> EXERCISE: Look through the entries that follow and count the lines with the word "contained". The reply is that number alone.

Stored items from a collection:

PR #4055, opened 2023-08-14
Add an overview of `RenderPass` and how render state works.

kpreid:
**Checklist**

- [X] Run `cargo clippy`.

**Description**
Add an overview of `RenderPass` and how render state works.

* Explain the general relationship of `set` and `draw` methods.
* Explain render state changes and that you can have lots of them.
* Specify default values of render state.

This will be useful to users who are not familiar with this style of graphics API (or any).


Wumpf (approved):
excellent, thank you!

PR #4058, opened 2023-08-15
Add validation in accordance with WebGPU `setViewport` valid usage fo…

James2022-rgb:
…r `x`, `y` and `this.[[attachment_size]]`.

`x` and `y` must not be negative, and the rect must be contained in the render target.

**Checklist**

- [x] Run `cargo clippy`.
   Done just in case, with --feature gles.

**Description**
For `wgpu::RenderPass::set_viewport`, it was possible to use values such that:
- `x` and/or `y` is negative
- the rect is not contained in the render target.

both of which are in violation of the valid usage defined for `setViewport` in the WebGPU spec:
> x ≥ 0
> y ≥ 0
> x + width ≤ this.[[[attachment_size]]].width
> y + height ≤ this.[[[attachment_size]]].height

This PR renames `RenderCommandError::InvalidViewportDimension` to `InvalidViewportRect` and adds render target extent to it, in the same spirit as `InvalidScissorRect` (which has similar valid usage regarding render target extent).

**Testing**
Tested locally.


Wumpf (approved):
nice and clean, thank you!

PR #4059, opened 2023-08-15
[vulkan] Don't bother to free command buffers before destroying the pool.

jimblandy:
Calling `vkDestroyCommandPool` automatically frees all command buffers allocated from that pool, so there is no need for `Device::destroy_command_encoder` to explicitly call `vkFreeCommandBuffers` on the `CommandEncoder`'s `free` and `discarded` lists.

**Checklist**

- [X] Run `cargo clippy`.

### DIFF
--- a/CHANGELOG.md
+++ b/CHANGELOG.md
@@ -44,6 +44,10 @@ Bottom level categories:
 
 - Omit texture store bound checks since they are no-ops if out of bounds on all APIs. By @teoxoy in [#3975](https://github.com/gfx-rs/wgpu/pull/3975)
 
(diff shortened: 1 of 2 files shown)


jimblandy:
Please check my understanding of Vulkan, but the spec does say:

> vkDestroyCommandPool
> ...
> When a pool is destroyed, all command buffers allocated from the pool are [freed](https://registry.khronos.org/vulkan/specs/1.2-extensions/html/vkspec.html#vkFreeCommandBuffers).

teoxoy (approved):
LGTM!

PR #4066, opened 2023-08-16
Add details to `InstanceError` and `CreateSurfaceError`.

kpreid:
**Checklist**

- [x] Update all backends
- [x] Add tests where feasible, such as WebGL and WebGPU canvas errors
- [X] Run `cargo clippy`.
- [x] Add change to CHANGELOG.md.

**Connections**
Followup to #3052.

**Description**
This will allow developers, particularly those in communication with users with hardware they don't own, to diagnose “why won't this work on my machine” better, without needing to obtain logs in addition to the error value.

Note that this is a semver-breaking change because `InstanceError` and `CreateSurfaceError` no longer implement `PartialEq`. This could be avoided by pointer comparison of the internal `Arc`, but I think it is more typical Rust to not implement `PartialEq` for error types unless there is a strong motivation to and their contents are tightly controlled.

**Testing**
Ran `cargo nextest run`; CI will check other platforms.


kpreid:
This PR is in principle ready to merge, but I am hoping to get around to writing tests for the `canvas.getContext()` errors before I mark it ready.

kpreid:
I've added a test for `create_surface_from_canvas()` under WebGL and WebGPU. However, a certain amount of persuasion was required for `tests/src/lib.rs` to cooperate with the custom canvas creation. Please review carefully (and CI will hopefully tell us if the cfgs are wrong).

kpreid:
That `clippy::redundant_clone` lint that failed in CI is completely bogus — the code wouldn't compile (and would be wrong) without it, since `SurfaceGuard` has a `Drop`. I've `allow`ed it.

kpreid:
Ping? This should be ready to go now.

Also, I have belatedly realized that I want to do exactly the same thing to `RequestDeviceError` — would you prefer that be folded into this PR or separate?

cwfitzgerald (approved):
This is beautiful stuff!

PR #4781, opened 2023-11-26
remove_abandoned fix

gents83:
Whenever a resource is not inside a tracker we can allow the triage resource to remove it.
In the example shadow we saw that surface texture was continously not removed due to this wrong check not allowing the texture to be dropped
@scoopr discovered it - tnx a lot 👍

### DIFF
--- a/wgpu-core/src/track/buffer.rs
+++ b/wgpu-core/src/track/buffer.rs
@@ -339,11 +339,11 @@ impl<A: HalApi> ResourceTracker<BufferId, Buffer<A>> for BufferTracker<A> {
                         id,
                         existing_ref_count
                     );
+                    return false;
                 }
             }
         }
-
-        false
+        true
     }
 }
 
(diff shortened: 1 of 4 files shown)


nical (changes requested):
The comment at the top of the function needs to be updated (and should explain what's going on with the special case)

wgpu-core/src/track/buffer.rs
```diff
@@ -308,8 +308,7 @@ impl<A: HalApi> ResourceTracker<BufferId, Buffer<A>> for BufferTracker<A> {
     /// `triage_suspected` will remove 3), leaving 1) as the sole
     /// remaining reference.
     ///
-    /// Return `true` if this tracker contained the buffer `id`. This
-    /// implies that we removed it.
+    /// Returns true if the resource was removed or if not exiting in metadata.
```
nical: nit: existing

nical (approved):
Thanks!

PR #4739, opened 2023-11-21
Revert changes to `zero_init_texture_after_discard`

teoxoy:
See https://github.com/gfx-rs/wgpu/pull/3626#issuecomment-1819169439.

PR #4782, opened 2023-11-26
Remove resources ONLY when needed inside wgpu and not in user land

### LINKED ISSUE #4245: Resource state between subsequent commands
While debugging test **zero_init_texture_after_discard::discarding_either_depth_or_stencil_aspect()** with _Arcanization CL_ #3626

I noticed that the following code was causing in Compute pass to have the resource in a wrong state compared from the one present in the device (it's initialized to RESOURCE instead of DEPTH_STENCIL_WRITE).

```
            case.create_command_encoder();
            case.discard_depth();
            case.submit_command_encoder();

            case.create_command_encoder();
            case.discard_stencil();
            case.submit_command_encoder();

            case.create_command_encoder();
            case.copy_texture_to_buffer();
            case.submit_command_encoder();
```
            
And I was forced to have a unique command buffer with all operations in the same flow in order to avoid the issue, and have not validation error trigger on wrong resource state:

```
            case.create_command_encoder();
            case.discard_depth();
            case.discard_stencil();
            case.copy_texture_to_buffer();
            case.submit_command_encoder();
```

So may be worth to check resource state between different command buffers.
I added following command into the code to keep track of it (other then adding this issue):

```
            //When splitting it in subsequent submits of different command encoders
            //it seems that texture tracker is not able anymore to get that the texture has been left in DEPTH_STENCIL_WRITE
            //and it assume that it could find it uninitialized and set it in RESOURCE as not owning it
            //When using a unique submit instead the tracker is able to follow all resource barriers and everything is smooth
```

### LINKED ISSUE #4740: CI Flakes on VK discarding_either_depth_or_stencil_aspect_test
```
  TRY 3 FAIL [   0.460s] wgpu-test::gpu-tests [Executed] [Vulkan/llvmpipe (LLVM 15.0.7, 256 bits)/0] gpu_tests::zero_init_texture_after_discard::discarding_either_depth_or_stencil_aspect_test

thread '<unnamed>' panicked at 'texture was not fully cleared', tests/tests/zero_init_texture_after_discard.rs:306:9
```

https://github.com/gfx-rs/wgpu/actions/runs/6947331918/job/18900887783?pr=4723

gents83:
After investigations we can definitely revert changes to zero_init_texture_after_discard and define that resources are definitely removed from trackers only if are kept just from tracker and not from user land.

- fixes #4245
- closes #4739 (done as part of this PR)
- fixes #4740 (reverts #4746)

cc @cwfitzgerald & @teoxoy 

I've also done some cleanup of code not needed anymore now that we're back to a device-tracker-only check 👍


cwfitzgerald (approved):
Approving, but want one more review before landing!

This is a much better solution and feels so much cleaner!

teoxoy:
This PR should revert https://github.com/gfx-rs/wgpu/pull/4746 and also undo the wait (https://github.com/gfx-rs/wgpu/pull/4739) as it shouldn't be necessary.

wgpu-core/src/track/buffer.rs
```diff
@@ -327,8 +327,7 @@ impl<A: HalApi> ResourceTracker<BufferId, Buffer<A>> for BufferTracker<A> {
                 let existing_ref_count = self.metadata.get_ref_count_unchecked(index);
                 //2 ref count if only in Device Tracker and suspected resource itself and already released from user
                 //so not appearing in Registry
```
Wumpf: this comment is super important and a bit cryptic to me. If I understand correctly "a resource is exactly then unused if it is solely owned by the device tracker itself and by the caller (originating from the suspected to be destroyed list), i.e. up to two strong references"?

Also, the method comment still talks about three references..?

Wumpf (approved):
>  one more review before landing!

Looks good to me and a loot nicer. After catching up on Matrix chat a bit I think this makes all sense. But was quite hard to catch up there, so not overly confident that I got this all

wgpu-core/src/track/buffer.rs
gents83: I read it and I agree - it's not really clear :)
Would be better something like:
"RefCount 2 means that resource is hold just by DeviceTracker and this suspected resource itself - so it's already been released from user and so it's not inside Registry\Storage"

nical (approved):

wgpu-core/src/track/buffer.rs
nical: I like this version (the one you are proposing) better.

teoxoy (changes requested):
See https://github.com/gfx-rs/wgpu/pull/4782#issuecomment-1827574777.

Should have marked as "request changes", sorry.

gents83:
> See [#4782 (comment)](https://github.com/gfx-rs/wgpu/pull/4782#issuecomment-1827574777).
> 
> Should have marked as "request changes", sorry.

Is it something to be done in this PR (if so, I need more info) or is something to do manually afterwards?

teoxoy:
My request was to:

- revert the changes in https://github.com/gfx-rs/wgpu/pull/4746/commits/b8e73f4106f0a422886dade1ac0d727211987029.
- apply the changes in https://github.com/gfx-rs/wgpu/pull/4739/commits/e97ac96a1ce3f511daaabd60a32cbcb243697b96.

I think they should be part of this PR.

gents83:
@teoxoy should be fine now - tnx

teoxoy (approved):
Looks good, thanks!

PR #4786, opened 2023-11-27
Don't keep a strong ref in storage for destroyed resources

gents83:
Changing Destroyed(Arc<T>, Epoch) into Destroyed(Epoch) to actually release that reference


gents83:
Depending on #4782

wgpu-core/src/storage.rs
```diff
@@ -213,15 +213,12 @@ where
                 std::mem::replace(slot, Element::Vacant)
```
nical: Nit: with this change you can make this even simpler, no need for the borrow check workaround, you can `std::mem::replace(slot, Element::Destroyed(storage_epoch))` directly without the intermediate `Vacant` step.

nical (approved):
Let's merge #4782 first, then rebase this on top of land it.

nical (approved):
Neat!

PR #4793, opened 2023-11-28
[wgsl-in] add support for override declarations

teoxoy:
Adds support for override declarations and splits overrides from constants in the IR.


naga/tests/in/overrides.wgsl
jimblandy, line 1: We also need a test like this:

```
override inferred_f32 = 3.1415;
```

When we merge this branch with the abstract type changes, we will need to make sure that lowering uses the *concretized* initializer value to infer the override's type, not its value in isolation. I think this test will catch that case, so we'll know to fix it when the merge happens.

Also, let's give this file a final newline.

jimblandy (approved):
The compaction can be simplified, and I think one of the tests should be tweaked slightly, but otherwise this looks great. I'll make the changes myself.

PR #4796, opened 2023-11-28
Remove surface extent validation (and thus fix the annoying `Requested size ... is outside of the supported range` warning)

Wumpf:
**Connections**
-

**Description**

Removes surface extent validation since its inherently racy: The user has no way of getting the size that we expect in there. Also our expectation might be outdated already anyways.

Enable `VUID-VkSwapchainCreateInfoKHR-imageExtent-01689` vulkan validation warning - according to spec this is ONLY about zero size surfaces and we correctly validate against this.
Added exception for `VUID-VkSwapchainCreateInfoKHR-pNext-07781` instead which triggers when configuring a surface with the wrong size.

**Testing**

ran hello_triangle, didn't get the validation there to begin with, but it's gone so I hardly gonna see it again in the egui based applications I've been hitting this on Linux and Windows😄 

**Checklist**

- [x] Run `cargo fmt`.

### DIFF
--- a/wgpu-hal/src/gles/adapter.rs
+++ b/wgpu-hal/src/gles/adapter.rs
@@ -798,7 +798,6 @@ impl super::Adapter {
                     workarounds,
                     features,
                     shading_language_version,
-                    max_texture_size,
                     next_shader_id: Default::default(),
                     program_cache: Default::default(),
                     es: es_ver.is_some(),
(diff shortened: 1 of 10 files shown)


wgpu-hal/src/gles/adapter.rs
```diff
@@ -1144,15 +1143,6 @@ impl crate::Adapter<super::Api> for super::Adapter {
...
                 current_extent: None,
-                extents: wgt::Extent3d {
-                    width: 4,
-                    height: 4,
-                    depth_or_array_layers: 1,
-                }..=wgt::Extent3d {
-                    width: self.shared.max_texture_size,
-                    height: self.shared.max_texture_size,
-                    depth_or_array_layers: 1,
-                },
```
cwfitzgerald, line 1155: Could you just make sure there is validation on configure that the texture is within the device texture size.

cwfitzgerald (approved):
Good after question

Wumpf:
@cwfitzgerald I'm using now the max texture device as configured on the device which may be smaller than the max supported size. So this is technically different than what the warning did before, but I think that's the only sane way. You might want to have a look on the last commit before merging

Issue #3103, opened 2022-10-13
Precompiled Shaders


dfrg:
I am working with @raphlinus on [piet-gpu](https://github.com/linebender/piet-gpu) and we're considering replacing our internal HAL with wgpu-hal but we would like to retain the ability to use precompiled shaders to reduce both binary size and startup cost.

After some investigation, it seems the least invasive solution would be to add variants to `ShaderInput` for MSL source (or potentially a `MTLLibrary` instance) and DXIL and feed those through to pipeline creation in the same way that `SpirV` works for Vulkan today. This would require the user to assign bindings that are compatible with those generated by wgpu-hal during pipeline layout creation. For our purposes, this would be an acceptable constraint.

Alternatively, we've also considered a more sophisticated approach that would allow the user to provide a bind mapping during shader module creation. This seems to require deferring native resource binding until the whole pipeline state is known so that discrepancies between the pipeline layout and the expected binding slots for the entry point can be reconciled.

My understanding is that the project is amenable to such a change, and we're willing to do the work, but wanted to provide an opportunity for other potential users who are interested in this feature to weigh in and develop a consensus on the best path forward.

cwfitzgerald:
We definitely would be interested in having this feature!

A couple considerations to keep in mind:

- In the mid-term future it will be possible to write custom wgpu-hal backends out-of-tree. This is particularly important for console API backends where NDAs are involved, but can also be useful for "trying weird stuff" kind of deals. This means we cannot easily just have enums of choices, as some choices may be unknown to us.
- I think we should keep the wgpu-authoritative binding model. While specifying the binding model is possible, it is a lot of information to pipe through and is inherently a very leaky abstraction, and suffers from the above problem.

As such I would propose an api that looks something like this:

```rust
// Replaces ShaderModuleDescriptorSpirv
pub struct ShaderModuleDescriptorRaw<'a> {
    pub label: Label<'a>,
    /// Raw data of whatever type the backend needs - likely Vec<u32> or a string. Maybe something fancier like a MTLLibrary wrapper.
    pub source: Box<dyn Any>, // Maybe a custom trait?
}

// Replaces create_shader_module_spirv
//
// Note the lack of reference.
pub unsafe fn create_shader_module_raw(&self, desc: ShaderModuleDescriptorRaw) -> ShaderModule
```

Then inside each wgpu-hal backend we can properly document how bindings get mapped based on all possible arguments to a pipeline creation.

Wandalen:
[...]

PR #4811, opened 2023-11-30
Expose shader validation

daxpedda:
I was trying to pre-compile shaders while still running the exact same validation that `wgpu` does.
Would it be acceptable to expose this module for that purpose?

### DIFF
--- a/wgpu-core/src/lib.rs
+++ b/wgpu-core/src/lib.rs
@@ -68,7 +68,7 @@ pub mod resource;
 pub mod storage;
 mod track;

> EXERCISE RESULT: 3